-- Dataset excerpts follows --

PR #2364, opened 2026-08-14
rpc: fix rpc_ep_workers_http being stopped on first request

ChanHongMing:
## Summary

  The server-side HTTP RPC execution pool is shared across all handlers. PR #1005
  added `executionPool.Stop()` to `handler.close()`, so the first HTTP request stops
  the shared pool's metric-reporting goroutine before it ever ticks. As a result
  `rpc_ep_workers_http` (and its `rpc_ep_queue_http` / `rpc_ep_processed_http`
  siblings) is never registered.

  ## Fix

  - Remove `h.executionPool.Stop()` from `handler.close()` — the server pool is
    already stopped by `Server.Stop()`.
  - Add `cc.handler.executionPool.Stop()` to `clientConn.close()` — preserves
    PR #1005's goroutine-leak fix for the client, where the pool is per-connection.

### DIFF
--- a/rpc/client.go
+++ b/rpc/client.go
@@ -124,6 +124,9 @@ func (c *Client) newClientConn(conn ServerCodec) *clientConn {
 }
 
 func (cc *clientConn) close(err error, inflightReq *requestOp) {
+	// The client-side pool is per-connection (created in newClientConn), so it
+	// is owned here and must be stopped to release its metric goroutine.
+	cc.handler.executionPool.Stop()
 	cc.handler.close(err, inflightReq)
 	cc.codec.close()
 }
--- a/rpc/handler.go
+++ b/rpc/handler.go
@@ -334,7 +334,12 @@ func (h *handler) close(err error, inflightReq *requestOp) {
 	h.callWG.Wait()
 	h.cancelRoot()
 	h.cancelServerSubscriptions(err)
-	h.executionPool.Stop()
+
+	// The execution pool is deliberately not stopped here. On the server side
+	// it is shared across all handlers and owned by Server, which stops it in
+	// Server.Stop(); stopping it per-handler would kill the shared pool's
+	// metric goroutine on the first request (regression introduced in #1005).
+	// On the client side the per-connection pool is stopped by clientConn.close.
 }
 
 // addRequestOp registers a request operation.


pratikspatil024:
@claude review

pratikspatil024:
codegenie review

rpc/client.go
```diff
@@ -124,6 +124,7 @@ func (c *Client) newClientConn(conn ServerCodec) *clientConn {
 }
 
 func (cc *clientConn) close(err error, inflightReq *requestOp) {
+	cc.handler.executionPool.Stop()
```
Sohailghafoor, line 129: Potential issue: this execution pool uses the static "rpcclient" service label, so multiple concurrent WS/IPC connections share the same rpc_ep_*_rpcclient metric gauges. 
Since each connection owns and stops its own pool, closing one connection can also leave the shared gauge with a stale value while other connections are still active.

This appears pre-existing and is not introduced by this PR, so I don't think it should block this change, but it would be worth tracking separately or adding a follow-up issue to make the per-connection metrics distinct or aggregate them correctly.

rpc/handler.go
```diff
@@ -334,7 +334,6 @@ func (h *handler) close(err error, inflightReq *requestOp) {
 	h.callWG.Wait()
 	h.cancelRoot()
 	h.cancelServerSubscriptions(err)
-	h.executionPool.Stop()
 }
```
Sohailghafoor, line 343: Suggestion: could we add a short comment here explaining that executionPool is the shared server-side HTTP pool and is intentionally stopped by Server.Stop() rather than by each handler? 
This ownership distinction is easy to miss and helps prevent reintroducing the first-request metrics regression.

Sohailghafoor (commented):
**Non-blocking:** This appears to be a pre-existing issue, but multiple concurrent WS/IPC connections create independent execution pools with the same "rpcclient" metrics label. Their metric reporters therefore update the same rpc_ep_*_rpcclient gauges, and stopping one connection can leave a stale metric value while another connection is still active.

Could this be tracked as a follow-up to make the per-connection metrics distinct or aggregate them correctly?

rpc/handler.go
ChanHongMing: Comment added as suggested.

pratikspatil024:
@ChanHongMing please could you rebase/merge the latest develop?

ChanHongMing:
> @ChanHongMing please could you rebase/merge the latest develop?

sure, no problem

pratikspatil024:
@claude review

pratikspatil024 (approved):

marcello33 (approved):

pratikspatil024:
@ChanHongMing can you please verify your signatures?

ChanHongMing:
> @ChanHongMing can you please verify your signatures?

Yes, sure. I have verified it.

-- Dataset excerpts concluded --

## Instructions for the task
Please copy every line from the entries that includes the word "your".

## Result of this exercise
@ChanHongMing can you please verify your signatures?
> @ChanHongMing can you please verify your signatures?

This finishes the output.